You can put the TV on every two hours to get the information you
need, but do not get hooked on its traumatic images.
- It is crucial to refocus on your resources, anything
that helps you feel calmer, stronger and more grounded refocus on
all your support systems. Do things that keep your mind occupied,
such as watching a movie, knitting, gardening, cooking, playing
with children or pets or going in nature.
- Stay active and volunteer help in the hospitals or
give blood. You can send money or help staff help lines for
distressed people.
- Encourage people and yourself not to tell their stories
in a repetitive way which ultimately deepens the trauma, and instead
support and hear each other about this real tragedy/catastrophe, but
with interruptions of the story from beginning to end. Feel your
feelings and allow your emotions to be expressed in a rational
framework and in productive actions that you may chose to take.
This will help you to process feelings without overwhelming yourself
and not get stuck in obsessive thinking.
Psychological Response
People can have many different reactions to the tragedy.
- Some will be in shock, stunned and dissociated for a while.
They may feel numb and cut off from the terror and pain.

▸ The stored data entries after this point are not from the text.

PR #1649, opened 2023-04-11
Dnstwist update

mlodic:
* updated dependencies
* moved from subprocess to library
* adjusted all the parameters
* other tweaks


mlodic:
to adjust the migraiton number

api_app/analyzers_manager/observable_analyzers/dnstwist.py
```diff
@@ -49,50 +41,34 @@ def run(self):
...
 
     @classmethod
     def _monkeypatch(cls):
         patches = [
             if_mock_connections(
                 patch(
-                    "subprocess.Popen",
-                    return_value=MockPopen(),
+                    "dnstwist.run",
+                    return_value=MockUpResponse({}, 200),
```
0ssigeno, line 71: You should just return a `dict`, not a `MockUpResponse`

0ssigeno (changes requested):

PR #1679, opened 2023-05-02
Param as model

0ssigeno:


api_app/core/serializers.py
```diff
@@ -35,63 +21,155 @@ class _ConfigSerializer(rfs.Serializer):
...
+            else:
+                disabled = True
+            plugin_representation["disabled"] = disabled
+            plugin_representation["verification"] = {
+                "configured": configured,
+                "details": details,
+                "missing_secrets": parameter_required_not_configured,
+            }
+            result.append(plugin_representation)
+
```
mlodic, line 162: log of the number of generated plugin representations per user?

api_app/core/serializers.py
```diff
@@ -35,63 +21,155 @@ class _ConfigSerializer(rfs.Serializer):
...
+            )
+        )
+        parsed = defaultdict(list)
+        # populate the result for every plugin (even the ones without parameters)
+        # parsed[plugin]= [parameter1]
+        for parameter in params:
+            parsed[getattr(parameter, self.child.Meta.model.snake_case_name)].append(
+                parameter
+            )
+
```
mlodic, line 110: log of user and number of params?

intel_owl/settings/__init__.py
```diff
@@ -41,9 +41,9 @@
     # auth
     "rest_email_auth",
     "drf_recaptcha",
+    # performance debugging
```
mlodic, line 44: leftover?

api_app/core/serializers.py
0ssigeno: It is always the number of configurations present in the db. I just that some of them are disabled

PR #1739, opened 2023-06-15
Pivot framework

0ssigeno:


mlodic (approved):
Great! I created a Trello card for the frontend/docs part so the next Sprint we'll think about adding that

PR #1740, opened 2023-06-15
More status mgmt

### LINKED ISSUE #1707: Final Job Statuses are not enough for the Plugin pipeline
Originally, Connectors and Visualizers did not exist. Now, we have different plugins and we'll add more in the future.

The original list of available statuses for a Job is not enough to represent the required statuses of the job. Right now there is a final status once the analyzers have finished to be executed. In this way, we lose the information regarding the fact that the connectors and the visualizers (or any other future plugin) have finished, independently from their order.

Actual order is:
analyzers -> connectors -> visualizers

Actual list:

```
class Status(models.TextChoices):
    PENDING = "pending", "pending"
    RUNNING = "running", "running"
    REPORTED_WITHOUT_FAILS = "reported_without_fails", "reported_without_fails"
    REPORTED_WITH_FAILS = "reported_with_fails", "reported_with_fails"
    KILLED = "killed", "killed"
    FAILED = "failed", "failed"

    @classmethod
    def final_statuses(cls) -> typing.List["Status"]:
        return [
            cls.REPORTED_WITHOUT_FAILS,
            cls.REPORTED_WITH_FAILS,
            cls.KILLED,
            cls.FAILED,
        ]
```

An important thing to keep in mind is that it would be cool to maintain retrocompatibility with old clients to avoid to break them with this change.

0ssigeno:
Closes #1707


api_app/core/views.py
```diff
@@ -59,14 +61,32 @@ def perform_kill(report: AbstractReport):
...
+        # clean up job
 
-    def perform_retry(self, report: AbstractReport):
-        raise NotImplementedError()
+        job = Job.objects.get(pk=report.job.pk)
+        job.set_final_status()
+
+    @staticmethod
+    def perform_retry(report: AbstractReport):
+        signature = report.config.get_signature(
```
mlodic, line 78: can we add a line of log?

api_app/models.py
```diff
@@ -232,106 +232,111 @@ def retry(self):
...
-        )
+        for config in [AnalyzerConfig, ConnectorConfig, VisualizerConfig]:
+            reports = self._get_config_reports(config).filter(
+                status__in=[
+                    AbstractReport.Status.PENDING,
+                    AbstractReport.Status.RUNNING,
+                ]
+            )
+
+            ids = list(reports.values_list("task_id", flat=True))
```
mlodic, line 334: can we add a line of log?

api_app/choices.py
```diff
@@ -32,11 +32,24 @@ def get_priority(cls, tlp):
 class Status(models.TextChoices):
     PENDING = "pending", "pending"
     RUNNING = "running", "running"
+
+    ANALYZERS_COMPLETE = "analyzers_complete", "analyzers_complete"
```
mlodic, line 36: is maybe better to use `..ers_completeD`? Same for all the others.

Plus, would make sense to add also "CONNECTORS_RUNNING" and "VISUALIZERS_RUNNING" or do you think that this is implicit in the previous statuses?

0ssigeno: It is kinda implicit, but I can see users that does not know the framework well enough to ask themselves "what is going on?"
For this reason i think that adding the intermediary status, its actually a good idea, and does not provoke any side effect at all.

api_app/core/views.py
0ssigeno: The log is inside the view that call this method. I think that it is enough

api_app/models.py
0ssigeno: Agree

PR #1755, opened 2023-06-22
Visualizer connected to playbook

### LINKED ISSUE #1704: Visualizers should be connected to Playbooks instead of Analyzers and Connectors separately
Working with Visualizers, we have reached the conclusion that each visualizer should be the representation of a single playbook, and not the visualization of analyzers and connectors. For this reason, we should change the mapping in the backend

0ssigeno:
Closes #1704


mlodic (approved):
I have just added little adjustments and tweaked a migration which is still not in `master`.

- Children may become 'clingy' and have nightmares.
Alternatively, they may act out aggressively. This is normal. It
might last a few days or more but it will pass. They need to be
reassured and feel protected.
- People may feel fear and deep sorrow, confusion, anger
and helplessness. These feelings are normal too and will pass.
- People may feel anxious, hyper-vigilant ('on guard') and
easily irritated. They need to engage in activities and creative
expression that calms them. Being with family members and friends
can help calming.
Physiological Response
It is natural to have a physical reaction to this stress, so don't let these scare you. It is good to recognize signs of 'activation' and not to be scared by them:
- heart beating faster
- difficulty breathing
- blood pressure going up
- stomach tightening, knot in the throat
- skin cold and racy thoughts
- these reactions will dissipate-go away-if we don't fight them
- people might experience some difficulty sleeping,
wanting to eat too much, salty or sweet food, and might want to
engage in addictive behaviors such as excessive use of alcohol or drugs
- Symptoms can be very diverse. They can be stable, or come
and go. They can occur in clusters.
- Some people's old unresolved traumas may get re-triggered.

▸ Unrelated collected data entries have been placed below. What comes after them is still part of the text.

Issue #1470, opened 2023-02-01
Allow chance to have more than one org owner


mlodic:
Right now Organization can have only one owner (the creator), who is able to delete the organization, invite and remove members.

We should allow organizations to:
* have one or more owners
* owners can promote other members to owner or demote owners to members

Most of the changes (the backend part) should be done in the [certego-saas](https://github.com/certego/certego-saas) package

mlodic:
added with #51

PR #1837, opened 2023-08-09
added support admins pluginconfig managemnent #1470

federicofantini:
# Description

Added support to admin permission management plugin config: now you don't need to be an owner but just be an admin of an organization.
NOTE: this update do not cover the frontend.

## Type of change

# Checklist

- [X] I have added tests for the feature/bug I solved (see `tests` folder). All the tests (new and old ones) gave 0 errors.

### DIFF
--- a/api_app/permissions.py
+++ b/api_app/permissions.py
@@ -19,11 +19,15 @@ class IsObjectRealOwnerPermission(BasePermission):
 class IsObjectAdminPermission(BasePermission):
     @staticmethod
     def has_object_permission(request, view, obj):
-        if request.user.has_membership():
-            return request.user.membership.is_admin
-        return False
-
-
-IsObjectRealOwnerOrAdminPermission = (
-    IsObjectRealOwnerPermission | IsObjectAdminPermission  # pylint: disable=E1131
-)
+        obj_owner = getattr(obj, "owner", None)
+        # if the object was not made for an organization, we return false
+        if not obj_owner or not obj_owner.has_membership():
+            return False
+        else:
+            # if we are admin we can e have to check that is our org
+            return (
+                request.user.has_membership()
+                and request.user.membership.is_admin
+                and obj_owner.membership.organization
+                == request.user.membership.organization
+            )
--- a/api_app/permissions.py
+++ b/api_app/permissions.py
@@ -14,3 +14,16 @@ class IsObjectRealOwnerPermission(BasePermission):
         if obj_owner := getattr(obj, "owner", None):
             return obj_owner == request.user
         return False
+
+
+class IsObjectAdminPermission(BasePermission):
+    @staticmethod
+    def has_object_permission(request, view, obj):
+        if request.user.has_membership():
+            return request.user.membership.is_admin
+        return False
+
+
+IsObjectRealOwnerOrAdminPermission = (
+    IsObjectRealOwnerPermission | IsObjectAdminPermission  # pylint: disable=E1131
+)
--- a/api_app/permissions.py
+++ b/api_app/permissions.py
@@ -8,14 +8,6 @@ from rest_framework.permissions import BasePermission
 logger = getLogger(__name__)
 
 
-class IsObjectRealOwnerPermission(BasePermission):
-    @staticmethod
-    def has_object_permission(request, view, obj):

Their sense of safety and trust may get shaken. They need to remind
themselves of their names, their actual age and today's date and place.
- The best 'antidote' is to try to be aware of these and other
impulses, and to be accepting that you are deeply upset-and that it will
pass.
Helpful Response
We can help our nervous system recuperate its balance by understanding how it discharges when it is over-stimulated. Some examples of this are:
- trembling, shaking or sweating
- warmth in our body
- stomach gurgling
- breathing deeply
- crying or laughing
These are good, it means that we are discharging some of this the energy and coming back into balance. Mostly, we want to just observe what's happening in our body without judgment, just watching and understanding that our body has the innate ability to regain its balance if we just let it feel what it feels, and give it the time to do what it wants to do.
What to Do
It is very important to stay 'grounded.' If you are feeling disoriented, confused, upset and in disbelief, you can do the following exercise:
- Sit on a chair, feel your feet on the ground, press on your
thighs, feel your behind on the seat, and your back supported by the
chair; look around you and pick six objects that have red or blue.

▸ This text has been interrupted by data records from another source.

PR #1881, opened 2023-09-06
fixed recent scans 

carellamartina:
# Description
fixed recent scans 

## Type of change

# Checklist

### Important Rules


frontend/src/components/scan/utils/RecentScans.jsx
```diff
@@ -94,39 +91,60 @@ RecentScansCard.defaultProps = {
...
-  const [recentScans, LoaderRecentScans] = useAxiosComponentLoader({
-    url: JOB_RECENT_SCANS,
-    method: "POST",
-    data: { md5: fileMd5.length ? fileMd5 : md5(param) },
-  });
+
+  React.useEffect(() => {
+    fetchRecentScansUser();
+    fetchRecentscans(fileMd5.length ? fileMd5 : md5(param));
+  }, [fetchRecentScansUser, fetchRecentscans, fileMd5, param]);
```
drosetti, line 131: I suggest to split this useEffect in two: we will have one useEffect only for the intial fetching (user) and another use effect only for the observable. In this way we will reduce the number of requests to the backend. I think there shouldn't be drawbacks: in case you start a scan and come back to the scan page the initial request should be done the same. What do you think ?

frontend/src/stores/useRecentScansStore.jsx
```diff
@@ -0,0 +1,39 @@
+import { create } from "zustand";
+import axios from "axios";
+
+import { JOB_RECENT_SCANS, JOB_RECENT_SCANS_USER } from "../constants/api";
+
+const useRecentScansStore = create((set, _get) => ({
+  loadingScansUser: true,
+  loadingScans: true,
```
drosetti, line 8: Silly requests: I suggest to rename this and the other field to `loadingScansInsertedAnalyzable` or something like this

frontend/src/components/scan/utils/RecentScans.jsx
```diff
@@ -94,39 +91,60 @@ RecentScansCard.defaultProps = {
...
 
-  const allRecentScans = recentScans.length
-    ? recentScans.concat(recentScansUser)
-    : recentScansUser;
+  // remove duplicate job
+  const allRecentScans = Array.from(
+    [...recentScans, ...recentScansUser]
+      .reduce((m, scan) => m.set(scan.pk, scan), new Map())
+      .values(),
+  );
```
drosetti, line 141: Awesome use of JS!  :)

frontend/src/components/scan/utils/RecentScans.jsx
drosetti, line 131: I have another request about this: currently we perform to the backend a request for each char inserted, to avoid to flood the backend with a lot of requests (and lot of them are useless: if the user it typing "google.com" we will made some requests for: g, go, goo, etc...) we could try to think about a mechanism to wait the user terminated to write and then perform the request. I'm thinking about something like a delay: wait 1,2 second before send the request and send only one request with all the text. We could implement it ore use a library (the service portal use lodash)

drosetti (changes requested):

frontend/src/components/scan/utils/RecentScans.jsx
mlodic: yep that is very important to save network and backend computation

drosetti (approved):

PR #1908, opened 2023-09-27
Playbook deletion + Actions column in Plugins page

carellamartina:
# Description

Added the button to delete playbooks for admin users.
Added "actions" column for plugins tables

## Type of change

# Checklist

### Important Rules


carellamartina:
Schermata del 2023-09-27 17-38-13
Schermata del 2023-09-27 17-38-32

tests/__init__.py
```diff
@@ -240,10 +240,14 @@ def test_update(self):
     def test_delete(self):
         plugin = self.model_class.objects.order_by("?").first().pk
         response = self.client.delete(f"{self.URL}/{plugin}")
-        self.assertEqual(response.status_code, 405, response.json())
+        if "playbook" in self.URL:
+            self.assertEqual(response.status_code, 204, response)
+        else:
+            self.assertEqual(response.status_code, 405, response.json())
```
0ssigeno, line 246: instead of having this `if` condition, just override the method in the `PlaybookConfigViewSet` test class and change the `assertEqual`

tests/__init__.py
```diff
@@ -240,10 +240,14 @@ def test_update(self):
...
         self.client.force_authenticate(self.superuser)
         response = self.client.delete(f"{self.URL}/{plugin}")
-        self.assertEqual(response.status_code, 405, response.json())
+        if "playbook" not in self.URL:
+            self.assertEqual(response.status_code, 405, response.json())
```
0ssigeno, line 250: instead of having this if condition, just override the method in the PlaybookConfigViewSet test class and change the assertEqual

api_app/playbooks_manager/views.py
```diff
@@ -20,7 +20,11 @@
 logger = logging.getLogger(__name__)
 
 
-class PlaybookConfigViewSet(AbstractConfigViewSet, mixins.CreateModelMixin):
+class PlaybookConfigViewSet(
+    AbstractConfigViewSet,
+    mixins.CreateModelMixin,
+    mixins.DestroyModelMixin,
+):
```
0ssigeno, line 27: If you do not change the permissions here, every user can call the API directly and delete every playbook.

0ssigeno (changes requested):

This should allow you to feel in the present, more grounded and in
your body. Notice how your breath gets deeper and calmer. You may
want to go outdoors and find a peaceful place to sit on the grass.
As you do, feel how your bottom can be held and supported by the ground.
- Here is an exercise that will allow you to feel your body
as a 'container' to hold your feelings. Gently pat the different parts
of your body with your hand, with a loose wrist. Your body may feel
more tingling, more alive, sharp, you may feel more connected to your
feelings.
- Another exercise is to tense your muscles, each group at a
time. Hold your shoulders with arms across your chest, tighten your
grip on them and pat your arms up and down. Do the same with your legs,
tighten them and hold them from the outside, patting through their
length. Tighten your back, tighten your front, then gently release
the tension. This may help you or your loved one feel more balanced.
- Sports, aerobics and weight training help avoid depression
and are a channel for aggression.
- If you believe in prayer or in some sort of greater power,
pray for the rest of the souls of the dead, for the healing of the
wounded, for consolation for the grieving. Pray for peace, for
understanding and wisdom and for the forces of goodness to prevail.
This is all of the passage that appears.